**Stored items:**
PR #249, opened 2018-12-21
fix(number validation): Don't track NaN, Infinity, -Infinity, or > 2^53

mnoman09:
## Summary
- Allow targeting Long and float values
- Don't target Values > 2^53.
- Modified isValidNumber to check if the number is smaller then 2^53 and checking instanceOf float and long attribute value.


core-api/src/main/java/com/optimizely/ab/config/audience/match/MatchType.java
```diff
@@ -72,10 +72,15 @@ public static MatchType getMatchType(String matchType, Object conditionValue) {
...
+            return Math.abs((Integer) conditionValue) <= Math.pow(2, 53);
         } else if (conditionValue instanceof Double) {
             Double value = ((Number) conditionValue).doubleValue();
-            return !(value.isNaN() || value.isInfinite());
+            return !(value.isNaN() || value.isInfinite() || value > Math.pow(2, 53));
+        } else if (conditionValue instanceof Long) {
+            return Math.abs((Long) conditionValue) <= Math.pow(2, 53);
+        } else if (conditionValue instanceof Float) {
+            Float value = ((Number) conditionValue).floatValue();
+            return !(value.isNaN() || value.isInfinite() || value > Math.pow(2, 53));
```
msohailhussain: Both validations look same for double and float, please consolidate into one.

core-api/src/main/java/com/optimizely/ab/config/audience/match/MatchType.java
```diff
@@ -72,10 +72,15 @@ public static MatchType getMatchType(String matchType, Object conditionValue) {
 
     private static boolean isValidNumber(Object conditionValue) {
         if (conditionValue instanceof Integer) {
-            return Math.abs((Integer) conditionValue) <= 1e53;
+            return Math.abs((Integer) conditionValue) <= Math.pow(2, 53);
         } else if (conditionValue instanceof Double) {
             Double value = ((Number) conditionValue).doubleValue();
-            return !(value.isNaN() || value.isInfinite());
+            return !(value.isNaN() || value.isInfinite() || value > Math.pow(2, 53));
```
msohailhussain: Math.abs missing or double doesn't take -ve values?

core-api/src/main/java/com/optimizely/ab/event/internal/EventFactory.java
```diff
@@ -218,4 +217,19 @@ public LogEvent createConversionEvent(@Nonnull ProjectConfig projectConfig,
 
         return attributesList;
     }
+
+    private static boolean isValidNumber(Object conditionValue) {
```
msohailhussain: https://github.com/optimizely/java-sdk/pull/249/files#diff-922db348b1c4d7acd0c13f647f829eb6R73

we have two methods with same name, same functionality, can't it go into single helper method.

core-api/src/test/java/com/optimizely/ab/event/internal/EventFactoryTest.java
```diff
@@ -335,6 +335,93 @@ public void createConversionEventIgnoresInvalidAndAcceptsValidAttributes() {
         }
     }
 
+    /**
+     * Verify that passing through an list value attribute causes that attribute to be ignored, rather than
+     * causing an exception to be thrown and passing only the valid attributes.
+     */
+    @Test
+    public void createConversionEventIgnoresInvalidAndAcceptsValidValueOfValidTypeAttributes() {
```
msohailhussain: Please add -ve value cases.

core-api/src/main/java/com/optimizely/ab/config/audience/match/MatchType.java
```diff
@@ -72,10 +72,15 @@ public static MatchType getMatchType(String matchType, Object conditionValue) {
 
     private static boolean isValidNumber(Object conditionValue) {
         if (conditionValue instanceof Integer) {
-            return Math.abs((Integer) conditionValue) <= 1e53;
+            return Math.abs((Integer) conditionValue) <= Math.pow(2, 53);
```
msohailhussain: Please add documentation of this method.

core-api/src/main/java/com/optimizely/ab/event/internal/EventFactory.java
msohailhussain: Please add documentation of this method.

core-api/src/main/java/com/optimizely/ab/internal/AttributesUtil.java
```diff
@@ -0,0 +1,23 @@
+package com.optimizely.ab.internal;
```
msohailhussain: Please add header.

core-api/src/test/java/com/optimizely/ab/event/internal/EventFactoryTest.java
msohailhussain: too long method name, please make it bit shorter.

nchilada:
Hi, sorry for the delayed code review. Could we please revive this PR? In addition to merging `master` (which will include changes from #228), I think we need to
* refactor slightly such that we have a single `isValidNumber` implementation for both targeting and tracking
* make sure `isValidNumber` enforces a 2^53 size limits for floating-point numbers and not just for integers. Looks like we missed that in #228!

core-api/src/test/java/com/optimizely/ab/event/internal/EventFactoryTest.java
```diff
@@ -335,6 +335,174 @@ public void createConversionEventIgnoresInvalidAndAcceptsValidAttributes() {
         }
     }
 
+    /**
+     * Verify that passing through an list of invalid value attribute causes that attribute to be ignored, rather than
+     * causing an exception to be thrown and passing only the valid attributes.
+     */
+    @Test
+    public void createConversionEventIgnoresInvalidAcceptValidValOfValidAttr() {
```
aliabbasrizvi: I think you will have to adjust this test to accommodate changes from: https://github.com/optimizely/java-sdk/pull/250

The expectation is that there will be no decisions and `enrich_decisions` should be set to `true`

core-api/src/test/java/com/optimizely/ab/event/internal/EventFactoryTest.java
```diff
@@ -335,6 +335,174 @@ public void createConversionEventIgnoresInvalidAndAcceptsValidAttributes() {
...
+            assertNotSame(feature.getValue(), doubleAttribute);
+        }
+    }
+
+    /**
+     * Verify that passing through an list of -ve invalid attribute value causes that attribute to be ignored, rather than
+     * causing an exception to be thrown and passing only the valid attributes.
+     */
+    @Test
+    public void createConversionEventIgnoresNegativeInvalidAndAcceptsValidValueOfValidTypeAttributes() {
```
aliabbasrizvi: Similar feedback as above.

nchilada:
Thanks for the updates! The new code looks good. But I just realized that when we evaluate targeting conditions, we probably ought to call `isValidNumber` on the user attribute value and not just on the condition value. We're only doing the latter right now.

nchilada:
@mnoman09 do you think you could pull in latest `master`? I think we may have time to approve and merge this now. Sorry for the delays!

core-api/src/test/java/com/optimizely/ab/event/internal/EventFactoryTest.java
```diff
@@ -315,6 +315,148 @@ public void createConversionEventIgnoresInvalidAndAcceptsValidAttributes() {
...
+            attributes,
+            eventTagMap);
+
+        EventBatch impression = gson.fromJson(conversionEvent.getBody(), EventBatch.class);
+
+        //Check valid attributes are getting passed.
+        assertEquals(impression.getVisitors().get(0).getAttributes().get(0).getKey(), boolAttribute.getKey());
+        assertEquals(impression.getVisitors().get(0).getAttributes().get(0).getValue(), validBoolAttribute);
+        assertEquals(impression.getVisitors().get(0).getAttributes().get(1).getKey(), validFloatAttribute.getKey());
+        //In below condition I am checking Value of float with double value because impression gets visitors from json so that converts it into double
```
aliabbasrizvi: nit. Change this to:
```
In the condition below we are checking Value of float with double value because impression gets visitors from JSON so that converts it into double
```

core-api/src/test/java/com/optimizely/ab/event/internal/EventFactoryTest.java
```diff
@@ -315,6 +315,148 @@ public void createConversionEventIgnoresInvalidAndAcceptsValidAttributes() {
...
+
+        LogEvent conversionEvent = factory.createConversionEvent(
+            validProjectConfig,
+            userId,
+            eventType.getId(),
+            eventType.getKey(),
+            attributes,
+            eventTagMap);
+
+        EventBatch impression = gson.fromJson(conversionEvent.getBody(), EventBatch.class);
```
aliabbasrizvi: Why are you calling this impression? Shouldn't this be called conversion?

core-api/src/test/java/com/optimizely/ab/event/internal/EventFactoryTest.java
```diff
@@ -315,6 +315,148 @@ public void createConversionEventIgnoresInvalidAndAcceptsValidAttributes() {
...
+        assumeTrue(datafileVersion >= Integer.parseInt(ProjectConfig.Version.V4.toString()));
+
+        Bucketer mockBucketAlgorithm = mock(Bucketer.class);
+        EventType eventType = validProjectConfig.getEventTypes().get(0);
+
+        List<Experiment> allExperiments = validProjectConfig.getExperiments();
+
+        // Bucket to the first variation for all experiments. However, only a subset of the experiments will actually
+        // call the bucket function.
+        for (Experiment experiment : allExperiments) {
```
aliabbasrizvi: Again. This is not needed right.

core-api/src/test/java/com/optimizely/ab/event/internal/EventFactoryTest.java
```diff
@@ -315,6 +315,148 @@ public void createConversionEventIgnoresInvalidAndAcceptsValidAttributes() {
...
+
+        LogEvent conversionEvent = factory.createConversionEvent(
+            validProjectConfig,
+            userId,
+            eventType.getId(),
+            eventType.getKey(),
+            attributes,
+            eventTagMap);
+
+        EventBatch impression = gson.fromJson(conversionEvent.getBody(), EventBatch.class);
```
aliabbasrizvi: This should technically be called conversion and not impression right?

PR #251, opened 2019-01-02
Feat(AudienceEvalLogging): Added logging in Audience evaluation and its unit tests 

mnoman09:
## Summary
- Added logging in audience evaluation code 
- Added its unit tests to verify logging


core-api/src/main/java/com/optimizely/ab/config/audience/match/MatchType.java
```diff
@@ -64,9 +65,11 @@ public static MatchType getMatchType(String matchType, Object conditionValue) {
                 }
                 break;
             default:
+                logger.warn(String.format("Audience condition \"%s\" uses an unknown match type: %s", userAttribute.toString(), matchType));
                 return new MatchType(matchType, new NullMatch());
         }
 
+        logger.warn(String.format("Audience condition \"%s\" condition value \"%s\" data type is inapplicable", userAttribute.toString(), conditionValue));
```
loganlinn: not justified as `warn` level IMO.

this would be more informative if we logged `matchType`.
also, think we shouldn't be logging `conditionValue` object -- it is potentially very expensive (depends on it's `toString()` impl) and has potential to log undesired data (PII).

core-api/src/main/java/com/optimizely/ab/config/audience/match/MatchType.java
```diff
@@ -28,7 +29,7 @@
     private String matchType;
     private Match matcher;
 
-    public static MatchType getMatchType(String matchType, Object conditionValue) {
+    public static MatchType getMatchType(String matchType, Object conditionValue, UserAttribute userAttribute) {
```
loganlinn: :-1: to adding an argument to the signature just for logging

core-api/src/main/java/com/optimizely/ab/internal/ExperimentUtils.java
```diff
@@ -101,9 +105,11 @@ public static boolean isUserInExperiment(@Nonnull ProjectConfig projectConfig,
 
         Condition conditions = experiment.getAudienceConditions();
         if (conditions == null) return null;
-
+        logger.debug(String.format("Evaluating audiences for experiment \"%s\": \"%s\"", experiment.getKey(), conditions.toString()));
         try {
-            return conditions.evaluate(projectConfig, attributes);
+            Boolean result = conditions.evaluate(projectConfig, attributes);
+            logger.info(String.format("Audiences for experiment %s collectively evaluated as " + result, experiment.getKey()));
```
loganlinn: not justified as `info` level IMO.

I would rather leave it up to the user of SDK to log this on the caller side than to put here.

core-api/src/main/java/com/optimizely/ab/config/audience/match/MatchType.java
```diff
@@ -64,9 +65,13 @@ public static MatchType getMatchType(String matchType, Object conditionValue) {
                 }
                 break;
             default:
+                logger.error("Audience condition \"{}\" uses an unknown match type: {}", audienceCondition, matchType);
                 return new MatchType(matchType, new NullMatch());
         }
 
+        logger.error("Audience condition \"{}\" condition value data type is inapplicable for match type \"{}\"",
```
msohailhussain: isn't it unreachable code?

core-api/src/main/java/com/optimizely/ab/config/audience/UserAttribute.java
```diff
@@ -75,15 +80,31 @@ public Object getValue() {
...
 
         if (!"custom_attribute".equals(type)) {
-            MatchType.logger.error(String.format("condition type not equal to `custom_attribute` %s", type));
+            logger.error("Audience condition \"{}\" has an unknown condition type: {}", this.toString(), type);
             return null; // unknown type
         }
         // check user attribute value is equal
         try {
-            return MatchType.getMatchType(match, value).getMatcher().eval(userAttributeValue);
+            Match matchType = MatchType.getMatchType(match, value, this.toString()).getMatcher();
```
msohailhussain: please see my comments below for this position.

core-api/src/main/java/com/optimizely/ab/config/audience/match/MatchType.java
```diff
@@ -28,7 +29,7 @@
     private String matchType;
     private Match matcher;
 
-    public static MatchType getMatchType(String matchType, Object conditionValue) {
+    public static MatchType getMatchType(String matchType, Object conditionValue, String audienceCondition) {
```
msohailhussain: remove arg from here.

core-api/src/main/java/com/optimizely/ab/config/audience/match/MatchType.java
msohailhussain: I will recommend to place these logs after this line in UserAttribute. 
Match matchType = MatchType.getMatchType(match, value, this.toString()).getMatcher();
I can't see any difference in line 69 and 75, so we should use both logs there, we may avoid args to add in this method.

core-api/src/main/java/com/optimizely/ab/config/audience/match/MatchType.java
msohailhussain: @loganlinn Do you have any suggestion to deal it, where we need to log with userAttributes. I am thinking to add some enum types for NullMatch, when NullMatch is returned, we'll also set NullMatchReasonType in the object. So In two or many more different cases we will check it using ReasonType under NullMatch object.

core-api/src/main/java/com/optimizely/ab/config/audience/match/MatchTypeError.java
```diff
@@ -0,0 +1,35 @@
...
+ *    WITHOUT WARRANTIES OR CONDITIONS OF ANY KIND, either express or implied.
+ *    See the License for the specific language governing permissions and
+ *    limitations under the License.
+ */
+
+package com.optimizely.ab.config.audience.match;
+
+public enum MatchTypeError {
+    UNKNOWN_MATCH_TYPE("uses an unknown match type: {}"),
+    INAPPLICABLE_CONDITION_VALUE("condition value data type is inapplicable for match type \"{}\"");
```
nchilada: As suggested in MatchType.java, I don't think we need this enum value

core-api/src/main/java/com/optimizely/ab/config/audience/UserAttribute.java
```diff
@@ -76,14 +81,34 @@ public Boolean evaluate(ProjectConfig config, Map<String, ?> attributes) {
...
+            Boolean result = matchType.eval(userAttributeValue);
+
+            if (!(matchType instanceof NullMatch) && result == null) {
+                if (!attributes.containsKey(name)) {
+                    //Missing attribute value
+                    logger.debug("Audience condition \"{}\" evaluated as UNKNOWN because no user attribute for \"{}\" key is passed", this.toString(), name);
+                } else {
+                    //if attribute value is not valid
+                    logger.warn(
+                        "Audience condition \"{}\" evaluated as UNKNOWN because the value for user attribute \"{}\" is inapplicable: \"{}\"",
```
nchilada: We ended up taking y'all's suggestion of logging the name of the offending type! Can we go with
```
"Audience condition \"{}\" evaluated to UNKNOWN because a value of type \"{}\" was passed for user attribute \"{}\""
```
or if we were given a null attribute value:
```
"Audience condition \"{}\" evaluated to UNKNOWN because a null value was passed for the named user attribute"
```
It may be nontrivial to figure out what the type is. i think you may have been discussing with @loganlinn? Let me know if I can help or if we need to change tack.

core-api/src/main/java/com/optimizely/ab/config/audience/UserAttribute.java
```diff
@@ -76,14 +81,34 @@ public Boolean evaluate(ProjectConfig config, Map<String, ?> attributes) {
...
+                        this.toString(),
+                        name,
+                        userAttributeValue);
+                }
+            } else if (matchType instanceof NullMatch) {
+                logger.error("Audience condition \"{}\" " + ((NullMatch) matchType).getMatchTypeError().toString(),
```
nchilada: In MatchType.java and MatchTypeError.java, I'm suggesting that we reduce the number of entries in the `MatchTypeError` enum from 2 to 1. Maybe we can get away with inlining that 1 message here instead of defining it in an enum? I'll leave it up to you all.

core-api/src/main/java/com/optimizely/ab/config/audience/UserAttribute.java
```diff
@@ -76,14 +81,34 @@ public Boolean evaluate(ProjectConfig config, Map<String, ?> attributes) {
...
+                    this.toString(),
+                    match == null ? "legacy_custom_attribute" : match);
+            }
+            return result;
         } catch (NullPointerException np) {
-            MatchType.logger.error(String.format("attribute or value null for match %s", match != null ? match : "legacy condition"), np);
+            logger.error(String.format("attribute or value null for match %s", match != null ? match : "legacy condition"), np);
```
nchilada: Nit: This is a somewhat cryptic log message. @loganlinn @thomaszurkan-optimizely maybe we can audit our code to include all necessary null checks and then get rid of this `NullPointerException` catcher? Tho maybe it's not worthwhile if we don't expect to get here in practice...

core-api/src/main/java/com/optimizely/ab/config/audience/UserAttribute.java
```diff
@@ -75,15 +79,31 @@ public Object getValue() {
...
-            return MatchType.getMatchType(match, value).getMatcher().eval(userAttributeValue);
+            Match matchType = MatchType.getMatchType(match, value, this).getMatcher();
+            Boolean result = matchType.eval(userAttributeValue);
+
+            if (!matchType.getClass().toString().contains("Null") && result == null) {
+                if (!attributes.containsKey(name)) {
+                    //Missing attribute value
+                    logger.debug(String.format("Audience condition \"%s\" evaluated as UNKNOWN because no value was passed for user attribute \"%s\"", this.toString(), name));
+                } else {
+                    logger.warn(
```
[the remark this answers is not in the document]
nchilada: @loganlinn, to clarify, are you saying that this message is redundant with the warning that we would have logged [in castToValueType](https://github.com/optimizely/java-sdk/pull/251/files/5b35599ab7905158a3328d659d79da5b5f02e920#diff-70714a232be8b7ea28ff2448ac70f214)?

core-api/src/main/java/com/optimizely/ab/internal/ExperimentUtils.java
```diff
@@ -73,14 +73,15 @@ public static boolean isUserInExperiment(@Nonnull ProjectConfig projectConfig,
...
-    Boolean evaluateAudience(@Nonnull ProjectConfig projectConfig,
+    @Nullable
+    public static Boolean evaluateAudience(@Nonnull ProjectConfig projectConfig,
                              @Nonnull Experiment experiment,
                              @Nonnull Map<String, ?> attributes) {
         List<String> experimentAudienceIds = experiment.getAudienceIds();
 
         // if there are no audiences, ALL users should be part of the experiment
         if (experimentAudienceIds.isEmpty()) {
+            logger.debug("There is no Audience associated with experiment {}", experiment.getKey());
```
nchilada: Good thinking here. However, I have a couple thoughts

* We should log the `audienceIds` that we use even if (_especially_ if) they're non-empty
* Perhaps we should use the same type of log message that we use for `audienceConditions`:
  ```
  "Evaluating audiences for experiment \"{}\": \"{}\""
  ```
  Example log message:
  ```
  Evaluating audiences for experiment "123": ["456", "789"]
  ```

Reasoning:
* This makes the `audienceIds` -> `audienceConditions` migration more transparent to the customer.
* This may also increase the consistency of our log messages across SDKs. The JavaScript SDK and other dynamic-language SDKs use the same evaluation logic for `audienceIds` and `audienceConditions`.

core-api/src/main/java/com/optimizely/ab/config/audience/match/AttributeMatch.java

**Assigned task:** Please find every line in the records that contains the word "converts", and copy it out.

**Solution for this problem:**
+        //In below condition I am checking Value of float with double value because impression gets visitors from json so that converts it into double
In the condition below we are checking Value of float with double value because impression gets visitors from JSON so that converts it into double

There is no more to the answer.